━━━━━ Extracted information ━━━━━

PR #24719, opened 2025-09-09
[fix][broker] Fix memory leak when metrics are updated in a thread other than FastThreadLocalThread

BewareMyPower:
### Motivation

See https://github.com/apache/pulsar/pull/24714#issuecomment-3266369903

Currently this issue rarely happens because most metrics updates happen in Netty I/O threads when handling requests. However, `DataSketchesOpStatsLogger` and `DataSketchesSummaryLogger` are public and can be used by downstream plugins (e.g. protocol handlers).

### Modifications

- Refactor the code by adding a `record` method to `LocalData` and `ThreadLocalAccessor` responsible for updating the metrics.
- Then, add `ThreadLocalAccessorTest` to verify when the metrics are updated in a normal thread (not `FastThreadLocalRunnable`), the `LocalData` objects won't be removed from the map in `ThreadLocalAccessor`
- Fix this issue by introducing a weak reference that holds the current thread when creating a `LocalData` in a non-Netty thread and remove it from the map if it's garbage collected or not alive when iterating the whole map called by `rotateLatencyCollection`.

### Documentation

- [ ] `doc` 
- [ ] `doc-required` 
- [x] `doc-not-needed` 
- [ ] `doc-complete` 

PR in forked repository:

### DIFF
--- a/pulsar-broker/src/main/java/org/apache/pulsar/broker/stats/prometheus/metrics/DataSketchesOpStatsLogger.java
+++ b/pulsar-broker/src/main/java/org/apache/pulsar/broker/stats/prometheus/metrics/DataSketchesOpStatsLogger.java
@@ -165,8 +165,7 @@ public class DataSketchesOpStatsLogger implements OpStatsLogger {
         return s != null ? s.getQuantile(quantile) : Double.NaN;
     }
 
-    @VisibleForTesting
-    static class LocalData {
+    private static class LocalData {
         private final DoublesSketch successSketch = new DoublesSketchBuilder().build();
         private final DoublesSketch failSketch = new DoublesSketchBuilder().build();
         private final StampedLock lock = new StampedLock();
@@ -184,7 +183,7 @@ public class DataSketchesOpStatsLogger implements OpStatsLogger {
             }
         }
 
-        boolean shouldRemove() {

━━━━━

Task description:
Please repeat every record above word for word.

Solution for this exercise:
PR #24719, opened 2025-09-09
[fix][broker] Fix memory leak when metrics are updated in a thread other than FastThreadLocalThread

BewareMyPower:
### Motivation

See https://github.com/apache/pulsar/pull/24714#issuecomment-3266369903

Currently this issue rarely happens because most metrics updates happen in Netty I/O threads when handling requests. However, `DataSketchesOpStatsLogger` and `DataSketchesSummaryLogger` are public and can be used by downstream plugins (e.g. protocol handlers).

### Modifications

- Refactor the code by adding a `record` method to `LocalData` and `ThreadLocalAccessor` responsible for updating the metrics.
- Then, add `ThreadLocalAccessorTest` to verify when the metrics are updated in a normal thread (not `FastThreadLocalRunnable`), the `LocalData` objects won't be removed from the map in `ThreadLocalAccessor`
- Fix this issue by introducing a weak reference that holds the current thread when creating a `LocalData` in a non-Netty thread and remove it from the map if it's garbage collected or not alive when iterating the whole map called by `rotateLatencyCollection`.

### Documentation

- [ ] `doc` 
- [ ] `doc-required` 
- [x] `doc-not-needed` 
- [ ] `doc-complete` 

PR in forked repository:

### DIFF
--- a/pulsar-broker/src/main/java/org/apache/pulsar/broker/stats/prometheus/metrics/DataSketchesOpStatsLogger.java
+++ b/pulsar-broker/src/main/java/org/apache/pulsar/broker/stats/prometheus/metrics/DataSketchesOpStatsLogger.java
@@ -165,8 +165,7 @@ public class DataSketchesOpStatsLogger implements OpStatsLogger {
         return s != null ? s.getQuantile(quantile) : Double.NaN;
     }
 
-    @VisibleForTesting
-    static class LocalData {
+    private static class LocalData {
         private final DoublesSketch successSketch = new DoublesSketchBuilder().build();
         private final DoublesSketch failSketch = new DoublesSketchBuilder().build();
         private final StampedLock lock = new StampedLock();
@@ -184,7 +183,7 @@ public class DataSketchesOpStatsLogger implements OpStatsLogger {
             }
         }
 
-        boolean shouldRemove() {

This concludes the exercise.